PR #813, opened 2020-09-01
Add verilator compat compile option

leonardt:
Exposes https://github.com/rdaly525/coreir/pull/957

### DIFF
--- a/magma/backend/coreir_compiler.py
+++ b/magma/backend/coreir_compiler.py
@@ -35,6 +35,8 @@ def _make_verilog_cmd(deps, basename, opts):
         cmd += " --disable-width-cast"
     if opts.get("disable_ndarray", False):
         cmd += " --disable-ndarray"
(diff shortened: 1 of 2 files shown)


magma/backend/coreir_compiler.py
```diff
@@ -35,6 +35,8 @@ def _make_verilog_cmd(deps, basename, opts):
         cmd += " --disable-width-cast"
     if opts.get("disable_ndarray", False):
         cmd += " --disable-ndarray"
+    if opts.get("verilator_compat", False):
+        cmd += " --verilator_compat"
```
rsetaluri, line 39: Just a note that we would eventually want to add this to fast_compile version; requires plumbing all the way from here -> pycoreir -> CoreIR C API, so don't think we need to do it now since no one is using fast compile. Ideally we should unify these interfaces so we don't have to duplicate that logic (again a problem stemming all the way from CoreIR).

○ ○ ○ ○ ○ ○ ○

TASK DETAILS = A verbatim copy of every entry is required.

TASK SOLUTION =
PR #813, opened 2020-09-01
Add verilator compat compile option

leonardt:
Exposes https://github.com/rdaly525/coreir/pull/957

### DIFF
--- a/magma/backend/coreir_compiler.py
+++ b/magma/backend/coreir_compiler.py
@@ -35,6 +35,8 @@ def _make_verilog_cmd(deps, basename, opts):
         cmd += " --disable-width-cast"
     if opts.get("disable_ndarray", False):
         cmd += " --disable-ndarray"
(diff shortened: 1 of 2 files shown)


magma/backend/coreir_compiler.py
```diff
@@ -35,6 +35,8 @@ def _make_verilog_cmd(deps, basename, opts):
         cmd += " --disable-width-cast"
     if opts.get("disable_ndarray", False):
         cmd += " --disable-ndarray"
+    if opts.get("verilator_compat", False):
+        cmd += " --verilator_compat"
```
rsetaluri, line 39: Just a note that we would eventually want to add this to fast_compile version; requires plumbing all the way from here -> pycoreir -> CoreIR C API, so don't think we need to do it now since no one is using fast compile. Ideally we should unify these interfaces so we don't have to duplicate that logic (again a problem stemming all the way from CoreIR).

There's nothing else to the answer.